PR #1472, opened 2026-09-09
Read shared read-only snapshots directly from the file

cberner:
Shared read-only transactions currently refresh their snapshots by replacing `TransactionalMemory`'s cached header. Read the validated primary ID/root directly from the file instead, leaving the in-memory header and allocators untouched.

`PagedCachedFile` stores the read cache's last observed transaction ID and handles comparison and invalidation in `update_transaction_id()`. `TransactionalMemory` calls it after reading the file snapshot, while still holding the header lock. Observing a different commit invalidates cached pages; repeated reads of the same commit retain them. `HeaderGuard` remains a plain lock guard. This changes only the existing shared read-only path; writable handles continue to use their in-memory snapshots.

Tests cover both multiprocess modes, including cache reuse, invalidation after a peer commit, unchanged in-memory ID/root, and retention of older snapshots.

——

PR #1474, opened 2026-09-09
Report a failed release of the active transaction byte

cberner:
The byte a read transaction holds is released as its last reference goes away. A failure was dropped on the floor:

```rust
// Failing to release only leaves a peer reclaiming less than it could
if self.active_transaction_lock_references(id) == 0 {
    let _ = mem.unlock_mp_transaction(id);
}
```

——

Which lines in the listing above include the string "directly"? Copy each of them.

→ **Output**
Read shared read-only snapshots directly from the file
Shared read-only transactions currently refresh their snapshots by replacing `TransactionalMemory`'s cached header. Read the validated primary ID/root directly from the file instead, leaving the in-memory header and allocators untouched.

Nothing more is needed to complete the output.